[[ Data to use open ]]

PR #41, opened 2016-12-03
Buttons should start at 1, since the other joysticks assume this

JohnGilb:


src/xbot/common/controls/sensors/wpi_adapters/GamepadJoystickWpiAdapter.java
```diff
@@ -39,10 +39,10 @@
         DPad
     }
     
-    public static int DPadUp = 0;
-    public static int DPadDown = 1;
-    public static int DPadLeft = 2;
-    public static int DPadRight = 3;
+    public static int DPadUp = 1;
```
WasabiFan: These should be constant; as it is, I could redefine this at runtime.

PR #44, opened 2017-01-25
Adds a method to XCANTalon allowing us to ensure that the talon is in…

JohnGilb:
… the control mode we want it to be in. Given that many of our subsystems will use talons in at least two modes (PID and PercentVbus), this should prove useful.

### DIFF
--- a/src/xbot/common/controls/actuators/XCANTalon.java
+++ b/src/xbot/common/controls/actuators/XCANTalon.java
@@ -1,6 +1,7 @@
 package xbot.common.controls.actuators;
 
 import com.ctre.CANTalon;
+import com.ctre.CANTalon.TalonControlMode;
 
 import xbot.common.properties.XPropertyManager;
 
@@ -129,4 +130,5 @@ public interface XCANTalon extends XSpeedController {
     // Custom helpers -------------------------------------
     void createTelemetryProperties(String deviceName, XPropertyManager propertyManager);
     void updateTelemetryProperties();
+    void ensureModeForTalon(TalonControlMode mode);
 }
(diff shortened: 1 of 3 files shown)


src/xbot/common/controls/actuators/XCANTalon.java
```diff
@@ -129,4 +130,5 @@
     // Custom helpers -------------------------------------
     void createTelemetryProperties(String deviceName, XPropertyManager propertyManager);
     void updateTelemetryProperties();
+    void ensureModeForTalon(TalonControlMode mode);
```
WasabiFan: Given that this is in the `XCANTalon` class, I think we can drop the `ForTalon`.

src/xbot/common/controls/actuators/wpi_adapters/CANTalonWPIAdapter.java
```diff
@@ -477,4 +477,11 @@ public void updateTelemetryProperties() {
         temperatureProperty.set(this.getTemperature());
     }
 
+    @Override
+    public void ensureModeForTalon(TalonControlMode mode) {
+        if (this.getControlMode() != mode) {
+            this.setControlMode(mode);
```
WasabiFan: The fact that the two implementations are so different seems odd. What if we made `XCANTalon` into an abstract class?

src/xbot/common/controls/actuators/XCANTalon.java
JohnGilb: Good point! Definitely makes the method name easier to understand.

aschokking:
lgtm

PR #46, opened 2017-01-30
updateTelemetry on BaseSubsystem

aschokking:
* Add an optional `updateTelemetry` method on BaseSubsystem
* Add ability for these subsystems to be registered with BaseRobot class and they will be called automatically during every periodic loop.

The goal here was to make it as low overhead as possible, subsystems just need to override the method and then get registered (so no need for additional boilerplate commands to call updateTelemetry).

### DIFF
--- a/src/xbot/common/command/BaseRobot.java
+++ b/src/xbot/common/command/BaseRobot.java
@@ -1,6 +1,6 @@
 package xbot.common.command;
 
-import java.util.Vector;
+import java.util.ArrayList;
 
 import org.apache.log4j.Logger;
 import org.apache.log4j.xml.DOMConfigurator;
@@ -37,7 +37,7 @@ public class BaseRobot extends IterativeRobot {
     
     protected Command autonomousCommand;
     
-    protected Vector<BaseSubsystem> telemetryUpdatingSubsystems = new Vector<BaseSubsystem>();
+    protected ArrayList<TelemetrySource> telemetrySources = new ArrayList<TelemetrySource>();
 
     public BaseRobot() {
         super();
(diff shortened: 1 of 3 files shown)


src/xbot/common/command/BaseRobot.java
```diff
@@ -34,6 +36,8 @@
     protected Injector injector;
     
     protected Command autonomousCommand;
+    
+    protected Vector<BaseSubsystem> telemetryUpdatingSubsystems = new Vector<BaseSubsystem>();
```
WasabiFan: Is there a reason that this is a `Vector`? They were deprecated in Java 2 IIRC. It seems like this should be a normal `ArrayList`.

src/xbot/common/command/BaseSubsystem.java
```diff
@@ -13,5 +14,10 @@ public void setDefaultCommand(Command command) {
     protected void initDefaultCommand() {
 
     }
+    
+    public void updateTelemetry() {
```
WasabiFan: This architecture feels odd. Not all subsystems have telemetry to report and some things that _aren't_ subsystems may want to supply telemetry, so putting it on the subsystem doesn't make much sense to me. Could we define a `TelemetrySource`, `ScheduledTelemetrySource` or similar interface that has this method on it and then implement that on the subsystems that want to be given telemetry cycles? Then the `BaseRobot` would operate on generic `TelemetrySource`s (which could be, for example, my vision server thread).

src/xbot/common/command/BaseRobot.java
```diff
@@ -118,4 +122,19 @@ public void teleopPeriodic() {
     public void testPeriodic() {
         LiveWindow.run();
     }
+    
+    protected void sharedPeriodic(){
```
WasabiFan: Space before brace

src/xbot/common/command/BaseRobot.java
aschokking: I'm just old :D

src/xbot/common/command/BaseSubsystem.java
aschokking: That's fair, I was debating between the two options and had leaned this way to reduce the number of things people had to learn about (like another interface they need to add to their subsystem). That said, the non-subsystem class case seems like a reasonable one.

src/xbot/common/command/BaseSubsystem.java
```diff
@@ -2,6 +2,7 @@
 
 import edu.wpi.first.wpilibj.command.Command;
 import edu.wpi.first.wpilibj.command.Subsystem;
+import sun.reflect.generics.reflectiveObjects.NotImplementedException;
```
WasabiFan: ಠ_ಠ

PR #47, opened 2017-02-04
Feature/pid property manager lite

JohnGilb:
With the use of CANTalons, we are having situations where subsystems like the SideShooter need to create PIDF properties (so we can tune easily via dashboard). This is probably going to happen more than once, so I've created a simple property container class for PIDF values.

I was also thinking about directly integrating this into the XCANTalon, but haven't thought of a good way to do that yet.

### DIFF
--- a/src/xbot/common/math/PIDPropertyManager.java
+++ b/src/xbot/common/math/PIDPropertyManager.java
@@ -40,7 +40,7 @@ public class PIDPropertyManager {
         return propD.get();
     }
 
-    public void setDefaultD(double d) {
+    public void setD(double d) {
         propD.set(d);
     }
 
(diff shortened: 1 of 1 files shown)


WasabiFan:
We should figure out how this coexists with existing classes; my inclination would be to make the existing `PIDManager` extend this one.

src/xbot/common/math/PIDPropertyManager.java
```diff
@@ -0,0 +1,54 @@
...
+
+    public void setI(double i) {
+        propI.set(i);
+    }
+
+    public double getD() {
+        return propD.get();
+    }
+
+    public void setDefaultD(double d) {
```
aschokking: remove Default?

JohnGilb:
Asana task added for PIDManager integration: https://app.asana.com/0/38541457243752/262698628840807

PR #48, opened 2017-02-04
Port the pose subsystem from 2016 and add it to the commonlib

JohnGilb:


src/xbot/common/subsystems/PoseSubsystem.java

[[ Data to use closed ]]

Your task:
Transcribe the data above in its entirety, exactly.

Solved exercise:
PR #41, opened 2016-12-03
Buttons should start at 1, since the other joysticks assume this

JohnGilb:


src/xbot/common/controls/sensors/wpi_adapters/GamepadJoystickWpiAdapter.java
```diff
@@ -39,10 +39,10 @@
         DPad
     }
     
-    public static int DPadUp = 0;
-    public static int DPadDown = 1;
-    public static int DPadLeft = 2;
-    public static int DPadRight = 3;
+    public static int DPadUp = 1;
```
WasabiFan: These should be constant; as it is, I could redefine this at runtime.

PR #44, opened 2017-01-25
Adds a method to XCANTalon allowing us to ensure that the talon is in…

JohnGilb:
… the control mode we want it to be in. Given that many of our subsystems will use talons in at least two modes (PID and PercentVbus), this should prove useful.

### DIFF
--- a/src/xbot/common/controls/actuators/XCANTalon.java
+++ b/src/xbot/common/controls/actuators/XCANTalon.java
@@ -1,6 +1,7 @@
 package xbot.common.controls.actuators;
 
 import com.ctre.CANTalon;
+import com.ctre.CANTalon.TalonControlMode;
 
 import xbot.common.properties.XPropertyManager;
 
@@ -129,4 +130,5 @@ public interface XCANTalon extends XSpeedController {
     // Custom helpers -------------------------------------
     void createTelemetryProperties(String deviceName, XPropertyManager propertyManager);
     void updateTelemetryProperties();
+    void ensureModeForTalon(TalonControlMode mode);
 }
(diff shortened: 1 of 3 files shown)


src/xbot/common/controls/actuators/XCANTalon.java
```diff
@@ -129,4 +130,5 @@
     // Custom helpers -------------------------------------
     void createTelemetryProperties(String deviceName, XPropertyManager propertyManager);
     void updateTelemetryProperties();
+    void ensureModeForTalon(TalonControlMode mode);
```
WasabiFan: Given that this is in the `XCANTalon` class, I think we can drop the `ForTalon`.

src/xbot/common/controls/actuators/wpi_adapters/CANTalonWPIAdapter.java
```diff
@@ -477,4 +477,11 @@ public void updateTelemetryProperties() {
         temperatureProperty.set(this.getTemperature());
     }
 
+    @Override
+    public void ensureModeForTalon(TalonControlMode mode) {
+        if (this.getControlMode() != mode) {
+            this.setControlMode(mode);
```
WasabiFan: The fact that the two implementations are so different seems odd. What if we made `XCANTalon` into an abstract class?

src/xbot/common/controls/actuators/XCANTalon.java
JohnGilb: Good point! Definitely makes the method name easier to understand.

aschokking:
lgtm

PR #46, opened 2017-01-30
updateTelemetry on BaseSubsystem

aschokking:
* Add an optional `updateTelemetry` method on BaseSubsystem
* Add ability for these subsystems to be registered with BaseRobot class and they will be called automatically during every periodic loop.

The goal here was to make it as low overhead as possible, subsystems just need to override the method and then get registered (so no need for additional boilerplate commands to call updateTelemetry).

### DIFF
--- a/src/xbot/common/command/BaseRobot.java
+++ b/src/xbot/common/command/BaseRobot.java
@@ -1,6 +1,6 @@
 package xbot.common.command;
 
-import java.util.Vector;
+import java.util.ArrayList;
 
 import org.apache.log4j.Logger;
 import org.apache.log4j.xml.DOMConfigurator;
@@ -37,7 +37,7 @@ public class BaseRobot extends IterativeRobot {
     
     protected Command autonomousCommand;
     
-    protected Vector<BaseSubsystem> telemetryUpdatingSubsystems = new Vector<BaseSubsystem>();
+    protected ArrayList<TelemetrySource> telemetrySources = new ArrayList<TelemetrySource>();
 
     public BaseRobot() {
         super();
(diff shortened: 1 of 3 files shown)


src/xbot/common/command/BaseRobot.java
```diff
@@ -34,6 +36,8 @@
     protected Injector injector;
     
     protected Command autonomousCommand;
+    
+    protected Vector<BaseSubsystem> telemetryUpdatingSubsystems = new Vector<BaseSubsystem>();
```
WasabiFan: Is there a reason that this is a `Vector`? They were deprecated in Java 2 IIRC. It seems like this should be a normal `ArrayList`.

src/xbot/common/command/BaseSubsystem.java
```diff
@@ -13,5 +14,10 @@ public void setDefaultCommand(Command command) {
     protected void initDefaultCommand() {
 
     }
+    
+    public void updateTelemetry() {
```
WasabiFan: This architecture feels odd. Not all subsystems have telemetry to report and some things that _aren't_ subsystems may want to supply telemetry, so putting it on the subsystem doesn't make much sense to me. Could we define a `TelemetrySource`, `ScheduledTelemetrySource` or similar interface that has this method on it and then implement that on the subsystems that want to be given telemetry cycles? Then the `BaseRobot` would operate on generic `TelemetrySource`s (which could be, for example, my vision server thread).

src/xbot/common/command/BaseRobot.java
```diff
@@ -118,4 +122,19 @@ public void teleopPeriodic() {
     public void testPeriodic() {
         LiveWindow.run();
     }
+    
+    protected void sharedPeriodic(){
```
WasabiFan: Space before brace

src/xbot/common/command/BaseRobot.java
aschokking: I'm just old :D

src/xbot/common/command/BaseSubsystem.java
aschokking: That's fair, I was debating between the two options and had leaned this way to reduce the number of things people had to learn about (like another interface they need to add to their subsystem). That said, the non-subsystem class case seems like a reasonable one.

src/xbot/common/command/BaseSubsystem.java
```diff
@@ -2,6 +2,7 @@
 
 import edu.wpi.first.wpilibj.command.Command;
 import edu.wpi.first.wpilibj.command.Subsystem;
+import sun.reflect.generics.reflectiveObjects.NotImplementedException;
```
WasabiFan: ಠ_ಠ

PR #47, opened 2017-02-04
Feature/pid property manager lite

JohnGilb:
With the use of CANTalons, we are having situations where subsystems like the SideShooter need to create PIDF properties (so we can tune easily via dashboard). This is probably going to happen more than once, so I've created a simple property container class for PIDF values.

I was also thinking about directly integrating this into the XCANTalon, but haven't thought of a good way to do that yet.

### DIFF
--- a/src/xbot/common/math/PIDPropertyManager.java
+++ b/src/xbot/common/math/PIDPropertyManager.java
@@ -40,7 +40,7 @@ public class PIDPropertyManager {
         return propD.get();
     }
 
-    public void setDefaultD(double d) {
+    public void setD(double d) {
         propD.set(d);
     }
 
(diff shortened: 1 of 1 files shown)


WasabiFan:
We should figure out how this coexists with existing classes; my inclination would be to make the existing `PIDManager` extend this one.

src/xbot/common/math/PIDPropertyManager.java
```diff
@@ -0,0 +1,54 @@
...
+
+    public void setI(double i) {
+        propI.set(i);
+    }
+
+    public double getD() {
+        return propD.get();
+    }
+
+    public void setDefaultD(double d) {
```
aschokking: remove Default?

JohnGilb:
Asana task added for PIDManager integration: https://app.asana.com/0/38541457243752/262698628840807

PR #48, opened 2017-02-04
Port the pose subsystem from 2016 and add it to the commonlib

JohnGilb:


src/xbot/common/subsystems/PoseSubsystem.java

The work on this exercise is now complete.